Normally, in OOL there are two kinds of clear notations.
First, for
See Inheritance on Wikipedia for more information.
•Class Inheritance relations
○ Father/Parent/base class → class A;
○ Child/sub/derived class → class B extends A;
Second,
See Nested classes (not supported in all languages)
• Class Hierarchy relations/NESTED CLASSES
○ Wrapper/enclosing/Outer Class /master Class → class B; A instance_A; endclass;
○ Instanced/member/nested/inner/serve Class → class A;
You can create the sub instanced class doing “new” inside the inner class or you can assign a handler from outside to a inner member of a class, as showed below.
class topclass;
A top_Ainst= new();
B wrapperclass=new();
wrapperclass.instance_A=top_Ainst; //here, an outer class called wrapperclass is assigned (a member) with another class (inner class in respect to the wrapperclass), both classes are created in a supertop class
endclass;
The previous picture showed that we can’t have an inner class instanced in the “heap”. This is allowed in systemverilog. This picture example is for java and ilustration purposed.

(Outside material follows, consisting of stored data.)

PR #15406, opened 2021-03-21
Correct documentation for isSavePointsEnabled()

markstory:
The method always returns $this now.


othercorey:
I saw this when reviewing the other PR. I'm not sure silently ignoring was the best design choice here.

PR #15409, opened 2021-03-24
4.3 - Add data fixture manager

markstory:
Add the fixture manager that TestCase will use when data-only fixtures are being used. I might extract an interface for the old/new fixture managers to implement so that typechecking is easier.

Part of #15308

### DIFF
--- a/src/TestSuite/Fixture/DataFixtureManager.php
+++ b/src/TestSuite/Fixture/DataFixtureManager.php
@@ -1,0 +1,252 @@
+<?php
+declare(strict_types=1);
+
+/**
+ * CakePHP(tm) : Rapid Development Framework (https://cakephp.org)
+ * Copyright (c) Cake Software Foundation, Inc. (https://cakefoundation.org)
+ *
+ * Licensed under The MIT License
+ * For full copyright and license information, please see the LICENSE.txt
+ * Redistributions of files must retain the above copyright notice.
+ *
+ * @copyright     Copyright (c) Cake Software Foundation, Inc. (https://cakefoundation.org)
+ * @link          https://cakephp.org CakePHP(tm) Project
+ * @since         4.3.0
+ * @license       https://opensource.org/licenses/mit-license.php MIT License
+ */
+namespace Cake\TestSuite\Fixture;
+
+use Cake\Core\Configure;
+use Cake\Core\Exception\CakeException;
+use Cake\Datasource\ConnectionInterface;
+use Cake\Datasource\ConnectionManager;
+use Cake\TestSuite\TestCase;
+use PDOException;
+use RuntimeException;
+use UnexpectedValueException;
+
+/**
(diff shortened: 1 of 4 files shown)


src/TestSuite/Fixture/DataFixtureManager.php
```diff
@@ -0,0 +1,252 @@
...
+ * Data only fixture manager
+ *
+ * Part of the data-only fixture system. Data-only fixtures assume that
+ * you have created the schema for the testsuite *before* running tests.
+ * They also assume that any mutations to your schema are reverted by you.
+ *
+ * This class implements a common interface with the Cake\TestSuite\FixtureManager so that
+ * test cases only need to interact with a single interface.
+ */
+class DataFixtureManager
```
othercorey, line 38: This sounds more like `FixtureDataManager` instead of `DataFixtureManager` from the description. 

However, I don't know if some other fixture system sets up the schema or if it's entirely outside of the code.

src/TestSuite/Fixture/DataFixtureManager.php
```diff
@@ -0,0 +1,252 @@
...
+{
+    /**
+     * A mapping between the fixture name (including the prefix) and the object.
+     *
+     * @var \Cake\Datasource\FixtureInterface[]
+     */
+    protected $loaded = [];
```
othercorey, line 45: I disliked the original fixture manager tracking code. Are we going to "load" all FixtureInterface instance at once now?

Let's just call this `$fixtures`.

The difference between `$loaded` and `$fixtureMap` was ambiguous. Can we have a single array somehow? If not, we need to name them better than loaded and fixtureMap.

markstory: I admit the names could be better and now is the right time to fix them.

src/TestSuite/Fixture/DataFixtureManager.php
markstory: For the new fixtures the schema would be managed externally to this class. I'm fine with FixtureDataManager if that resonates better with others.

tests/TestCase/TestSuite/Fixture/FixtureDataManagerTest.php
```diff
@@ -0,0 +1,196 @@
...
+     * @return void
+     */
+    public function testLoadSingleValid()
+    {
+        $manager = new FixtureDataManager();
+        $manager->fixturize($this);
+
+        $manager->loadSingle('Articles');
+        $db = ConnectionManager::get('test');
+        $stmt = $db->newQuery()->select(['count()'])->from('articles')->execute();
```
ADmad, line 152:
```suggestion
        $stmt = $db->newQuery()->select(['count(*)'])->from('articles')->execute();
```

othercorey:
Merging. Will continue cleanup in future PRs.

PR #15421, opened 2021-03-31
Align FrozenDate API docs with chronos

### LINKED ISSUE #15418: FrozenDate construct with timezone return wrong date
This is a (multiple allowed):

* [x] bug
* [ ] enhancement

* CakePHP Version: 4.2.3
* Platform and Target: MacOS, Nginx, PHP 7.4

### What you did
Create `FrozenDate` in `UTC` when default timezone is `Asia/Tokyo`
```
$date = new FrozenDate('2021/03/30', 'UTC');
```

### What happened
`$date` is `2021/03/30` in `Asia/Tokyo`

`$date` is `2021/03/30` in `UTC`

markstory:
Align the documentation with what is in Chronos. Chronos was changed in https://github.com/cakephp/chronos/pull/227 (a820c1b1a523df341468d536ca7a2900ccaabc05) to fix problems with timezones that are far away from UTC.

Fixes #15418

### DIFF
--- a/src/I18n/FrozenDate.php
+++ b/src/I18n/FrozenDate.php
@@ -124,7 +124,7 @@ class FrozenDate extends ChronosDate implements I18nDateTimeInterface
      *
      * Date instances lack time components, however due to limitations in PHP's
      * internal Datetime object the time will always be set to 00:00:00, and the
-     * timezone will always be UTC. Normalizing the timezone allows for
+     * timezone will always be the server local time. Normalizing the timezone allows for
      * subtraction/addition to have deterministic results.
      *
      * @param string|int|\DateTime|\DateTimeImmutable|null $time Fixed or relative time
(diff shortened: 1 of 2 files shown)


othercorey:
Should we just inherit the chronos docblock?

src/I18n/FrozenDate.php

In UVM i have realized that it seems there is a mixture of parent<->child notation with outer<->inner class notation in constructors of UVM components.
e.g. using new of the UVM components
function new(name,parent);//provide a "name" and a "parent". The "parent" is, in fact, the outer/wrapper class of this class, for this component
super.new(name, parent); //super here generates inheritance base class recursively for the same outerclass.
//"Super" is an inheritance operation and has nothing to do with the handler provided with "parent" which is used to pass the hierarchy to base class.
// UVM components needs the outerclass in the new constructor and not a father inheritance handler.
endfunction;
Components in UVM use “name”,“parent” inputs in the constructors and they are used/assigned each time the UVM “create method” is called.
The “super” keyword is used from within a derived class to refer to properties of the base class (inheritance) of the current class. The term “parent” in the new function is confusing because it has nothing to do with inheritance. Is it correct? or did i miss something?
The question is:
would it be not a better and proper notation to call in UVM these inputs again with “name” and the “outerclasshandle” (“parent” is a inheritance and in my opinion wrong notation used in UVM)?
I am looking forward your opinion and answers to see if my view is wrong.